In the United States, food waste amounts to a whopping 30 to 40 percent of the food supply. “This figure, based on estimates from USDA’s Economic Research Service of 31 percent food loss at the retail and consumer levels, corresponded to approximately 133 billion pounds and $161 billion worth of food in 2010,” the Food and Drug Administration reports. The bulk of our landfills are taken up by thrown-out food, which is doubly wasteful — because composting, the natural process of turning food into fertilizer, could be the answer to so many of our pressing energy woes.
On this week’s Gastropod, hosts Nicola Twilley and Cynthia Graber go knee-deep in the compost pile, investigating the history of composting (which dates back at least 4,000 years), the current state and local initiatives to encourage composting, and the innovations currently being developed to combat our food waste problem.
“Doing something useful with our food waste is actually a solution for a whole bunch of problems at once, not least of which is climate change,” Twilley says. Exploring new solutions to food waste takes the hosts to some of “the most high-tech facilities in the country,” like Waste Management, where they’re developing a system to separate food from plastic (a big hurdle in recycling). At another facility, a food slurry produced by Waste Management’s equipment is mixed with raw sewage, creating a shitty (in a good way) solution not just for food waste, but for treating waste water.
What remains challenging, though, is convincing households and food waste-heavy businesses to participate in various forms of composting because, no matter the current and developing solutions, it does take extra effort. Some cities have taken a punitive method to encourage composting, like Seattle where you can get fined for throwing away food (or conversely, you pay less for trash removal when you produce less garbage). New York City, on the other hand, introduced a curbside composting program that failed completely because there was little incentive to participate.

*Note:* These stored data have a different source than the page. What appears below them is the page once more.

Issue #8251, opened 2026-08-17
GitHub Enterprise Copilot login fails after successful device flow due to concurrent policy requests and HTTP 429


harry2206:
## Summary

GitHub Copilot login against GitHub Enterprise can invalidate an otherwise successful device-flow login by rate-limiting itself immediately afterwards.

In pi 0.84.0 and 0.84.1, `enableAllGitHubCopilotModels()` sends all model-policy requests concurrently via `Promise.all` (`POST /models/<id>/policy`). With the current model set this produces about 30 simultaneous requests against `copilot-api.<enterprise-domain>`.

The individual policy errors are swallowed, but the immediately following `fetchAvailableGitHubCopilotModelIds()` call uses `fetchJson()` and throws on the resulting HTTP 429. The whole login then fails and no `github-copilot` entry is persisted in `~/.pi/agent/auth.json`. Retrying repeats the burst and extends the rate limit.

This does not reproduce against github.com in our setup; it blocks GitHub Enterprise login.

## Reproduction

1. Configure a GitHub Enterprise domain for the Copilot provider.
2. Start `/login` in pi and complete the device flow successfully.
3. Observe the concurrent policy requests to `copilot-api.<enterprise-domain>/models/<id>/policy`.
4. The subsequent available-model request returns HTTP 429 and the login exits without persisting credentials.

## Expected

A successful device-flow login remains successful. Model-policy discovery/enabling may be best-effort, throttled, sequential, or skipped for Enterprise where organization policy is authoritative. A transient 429 should not discard valid credentials.

## Relevant code

`packages/ai/src/auth/oauth/github-copilot.ts` / built `pi-ai/dist/auth/oauth/github-copilot.js`:

- `enableAllGitHubCopilotModels(...)`: concurrent policy POSTs through `Promise.all`
- immediately followed by `fetchAvailableGitHubCopilotModelIds(...)`
- `fetchJson(...)` throws on every non-OK response

The device-code `slow_down` handling is separate: it only handles the OAuth polling response and does not cover these post-login HTTP 429 responses.

## Suggested directions

Any of these would remove the failure mode:

- skip client-side model enabling when an Enterprise domain is configured;
- throttle or serialize the policy requests;
- persist valid credentials before optional model discovery;
- treat 429/5xx during optional model discovery as retryable/best-effort, similarly to the Kimi provider's transient handling.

“There are cities and states that have figured out the right mix of bans and incentives and other policies to make food scrap diversion work,” says Twilley.
“That said, this stuff is still complicated, there are still challenges to be solved,” Graber adds. “Nicky and I had so many questions about how much energy different processes take, how useful the results are, what the benefits are of one process compared to the other, and honestly, nobody really had super definitive answers. This is something people are working on.”